Issue #5604, opened 2021-09-20
PropertyList - draft grommet component


ericsoderberghp:
Create a draft pull request including the index.d.ts file to enable discussing the API surface.

britt6612:
These are now ready for review!

PR #5623, opened 2021-09-23
NEW NameValueList Component Box approach

britt6612:
#### What does this PR do?
Provides a first pass proposal and prototype examples for <NameValueList />.

`NameValueList` is essentially the parent `box` for `NameValuePair` 
`NameValuePair` was created in a separate file to keep code clean.

`NameValuePair` contains `Boxs` that are determining the direction for the `name text` and `value text`

To keep things simple on the users part I added a `layout` prop that can be leveraged to make up the different variants of `NameValueList`

## First Approach

After exploring this approach I found that it may be useful to have a `grid` layout. This would keep things more consistent. I wanted to get this out there though to start the conversation. 

**NameValueList API** 

```

export interface NameValueListProps {
  a11yTitle?: string,
  data?: array,
  layout?: string,
  pairProps?: boxProps,
  nameProps?: textProps,
  listProps?: boxProps,
  valueProps?: textProps,
  align?: object 

```

TODOs:

- Gather feedback
- Documentation
- Unit tests
- Stories
- mobile view (responsiveness)
- accessibility 
- grid layout (@taysea ) is going to be pushing this porition up here soon! 

NameValueList.js
storybook
storybook
[Figma file](https://www.figma.com/file/Ny7rYK5gI5VO4PtZsq6vGC/HPE-Name-Value-Pair?node-id=148%3A1936)
issue #5604 
Closes https://github.com/grommet/hpe-design-system/issues/1904

eventually
yes minor release
backwards compatibl

### DIFF
--- a/src/js/components/NameValueList/NameValueList.js
+++ b/src/js/components/NameValueList/NameValueList.js
@@ -1,0 +1,44 @@
+import React, { forwardRef } from 'react';
+import { Box } from '../Box';
+import { NameValuePair } from './NameValuePair';
+
+const NameValueList = forwardRef(
+  (
+    {
+      a11yTitle,
+      data,
+      layout = 'vertical',
+      pairProps,
+      nameProps,
+      listProps,
+      valueProps,
+      align,
+      ...rest
+    },
+    ref,
+  ) => (
+    <Box
+      ref={ref}
+      gap={layout === 'horizontal' ? 'large' : 'medium'}
+      direction={layout === 'horizontal' ? 'row' : 'column'}
+      {...listProps}
+      {...rest}
+    >
+      {data.map((datum) => (
+        <NameValuePair
+          // direction can be vertical(default) stacked, or horizontal(inline)
+          layout={layout}
+          align={align}
+          data={datum}
+          nameProps={nameProps}
+          pairProps={pairProps}
+          valueProps={valueProps}
+        />
+      ))}
+    </Box>
+  ),
+);
+
+NameValueList.displayName = 'NameValueList';
+
+export { NameValueList };
--- a/src/js/components/NameValueList/NameValuePair.js
+++ b/src/js/components/NameValueList/NameValuePair.js
@@ -1,0 +1,64 @@
+import React from 'react';
+import { Box } from '../Box';
+import { Text } from '../Text';
+
+export const NameValuePair = ({
+  data,
+  layout,
+  pairProps,
+  nameProps,
+  valueProps,
+  align,
+}) => {
+  // based on the layout prop we would style accordingly
+  // Should we base gap on theme ?
+  // const theme = useContext(ThemeContext) || defaultProps.theme;
+  const layoutDirection = layout === 'vertical' ? 'row' : 'column';
+  return (
+    <Box
+      direction={layoutDirection}
+      gap={layout === 'vertical' ? 'large' : 'small'}
+      {...pairProps}
+    >
+      <Box>
+        <Box
+          direction="row"
+          gap="small"
+          width="small"
+          // user can overid the set props with theme
+          {...nameProps?.container}
+        >
+          {data.nameVisual}
+          <Text
+            textAlign={align?.name}
+            weight="bold"
+            color="text-strong"
+            {...nameProps?.text}
+          >
+            {data.name}
+          </Text>
+        </Box>
+      </Box>
+      <Box fill>
+        <Box
+          direction="row"
+          gap="small"
+          width={{ max: 'medium' }}
+          flex
+          justify={align?.value}
+          {...valueProps?.container}
+        >
+          {/* how should we name the "visual" that can accompany? */}
+          {data.valueVisual}
+          <Text
+            textAlign={align?.value}
+            color="text-strong"
+            {...valueProps?.text}
+          >
+            {data.value}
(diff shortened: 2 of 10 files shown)


halocline:
@britt6612 would it be possible to provide an updated definition of the prop types and their possible values? That'd be helpful to familiarize myself with the interface.

e.g.

```
export interface NameValueListProps {
  a11yTitle?: string,
  data?: array,   // would expect this to be an array of objects containing either 'key' and 'value' or 'name' and 'value'
  layout?: string, // what values are accepted here?
  pairProps?: boxProps, // adding a comment description of this prop would be helpful
  nameProps?: textProps, // adding a comment description of this prop would be helpful
  listProps?: boxProps, // adding a comment description of this prop would be helpful
  valueProps?: textProps, // adding a comment description of this prop would be helpful
  align?: object // what is this aligning?

```

I see some of this exists in the Story and will check out those examples more.

halocline:
Wondering about `layout` vs. `direction`... 

Wondering about decoupling list direction and pair direction...  would decoupling provide the caller more flexibility by being able to have one prop controlling the list's direction (row or column) and another to control the pair's direction (row or column)? This would align closer with existing Grommet Box terminology as well as allow for 4 "layout" combinations instead of the current 3 (e.g. vertical, horizontal, stacked).

britt6612:
> @britt6612 would it be possible to provide an updated definition of the prop types and their possible values? That'd be helpful to familiarize myself with the interface.
> 
> e.g.
> 
> ```
> export interface NameValueListProps {
>   a11yTitle?: string,
>   data?: array,   // would expect this to be an array of objects containing either 'key' and 'value' or 'name' and 'value'
>   layout?: string, // what values are accepted here?
>   pairProps?: boxProps, // adding a comment description of this prop would be helpful
>   nameProps?: textProps, // adding a comment description of this prop would be helpful
>   listProps?: boxProps, // adding a comment description of this prop would be helpful
>   valueProps?: textProps, // adding a comment description of this prop would be helpful
>   align?: object // what is this aligning?
> ```
> 
> I see some of this exists in the Story and will check out those examples more.

yes doing now!

britt6612:
> Wondering about `layout` vs. `direction`...
>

- _What needs to be done_: Copy each line of the listing that holds the word "exists".

- _Task result_:
I see some of this exists in the Story and will check out those examples more.
> I see some of this exists in the Story and will check out those examples more.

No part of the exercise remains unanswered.